# Can a number be bigger than anything you can count?

It’s Talking Math with Your Kids week here on OMT.

We’ll get started with a favorite topic: large numbers.

My son Griffin was thinking about large numbers in the car the other day. He was trying to figure out what good it is to have a number (here, googolplex, which for the record is $10^{10^{100}}$) that is larger than anything you can count.

Griffin: If you put all the things [in the world] together, would that make googolplex?

Me: No.

G: Even if it’s nanoinches?

Me: Nope. Still not googolplex.

G: Even if it’s half-nanoinches?

G: Even if it’s all of the seconds of the world being alive?

Me: Nope.

G: Even if all the seconds of the universe existing?

Me: No.

I love the developing proportional reasoning embedded in Griffin’s questions.

For each example, he scales it up when his first try doesn’t do it.

If nanoinches don’t work, surely half-nanoninches will! Plenty still to learn about orders of magnitude, I’m afraid.
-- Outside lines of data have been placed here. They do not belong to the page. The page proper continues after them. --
PR #27, opened 2020-09-29
Introduce `errors` to `runtime` package

hiddeco:
This PR adds commonly found errors in the toolkit controllers so
that they produce (rich) and consistent error (messages).

### DIFF
--- a/runtime/errors/errors.go
+++ b/runtime/errors/errors.go
@@ -1,0 +1,141 @@
+/*
+Copyright 2020 The Flux CD contributors.
+
+Licensed under the Apache License, Version 2.0 (the "License");
+you may not use this file except in compliance with the License.
+You may obtain a copy of the License at
+
+    http://www.apache.org/licenses/LICENSE-2.0
+
+Unless required by applicable law or agreed to in writing, software
+distributed under the License is distributed on an "AS IS" BASIS,
+WITHOUT WARRANTIES OR CONDITIONS OF ANY KIND, either express or implied.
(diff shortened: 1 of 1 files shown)


runtime/errors/errors.go
```diff
@@ -0,0 +1,141 @@
...
+// it includes the Kind and NamespacedName of the resource the reconciliation
+// was performed for, and the underlying Err.
+type ReconciliationError struct {
+	Kind           string
+	NamespacedName types.NamespacedName
+	Err            error
+}
+
+func (e *ReconciliationError) Error() string {
+	return fmt.Sprintf("%s '%s' reconciliation failed: %v", e.Kind, e.NamespacedName.String(), e.Err)
```
stefanprodan, line 35: Wouldn't this duplicate the info in logs and events? We log and emit events with Kind, name and namespace as labels.

hiddeco: Possibly, but otherwise the error would lose context which from a "idiomatic Go" point of view is not right.

hiddeco: There is another reason you may want to include this by the way, the helm-controller for example reconciles _both_ `HelmChart` and `HelmRelease` objects, but the event always attaches metadata for the `HelmRelease`. Without this attached to the error the error message would provide little context over what failed with a notification and/or event context.

stefanprodan: Good point!

stefanprodan (approved):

1. Even though Griffin might have plenty more to learn about orders of magnitude, this could easily be a discussion I have with my high school kids, and Griffin would be holding is own. For starters, he realizes that dividing by 1/2 is the same as multiplication by 2, which is nontrivial, even in 11th grade. Second, he realizes that doubling things does make them grow quickly, so it’s not a bad strategy. In fact, it won’t take him any more then about 3 doublings to bump up an order of magnitude (since $\frac{1}{\log(2)} \approx 3.32$). He can hardly be blamed for having a tough time grasping how many doublings would be involved in the case of a googolplex. Third, this question of “What good is it to have a number that…?” is rampant in my curriculum as we move through, e.g., irrational and imaginary/complex numbers. So yeah, Griffin’s a stud. I want to teach your kids some day.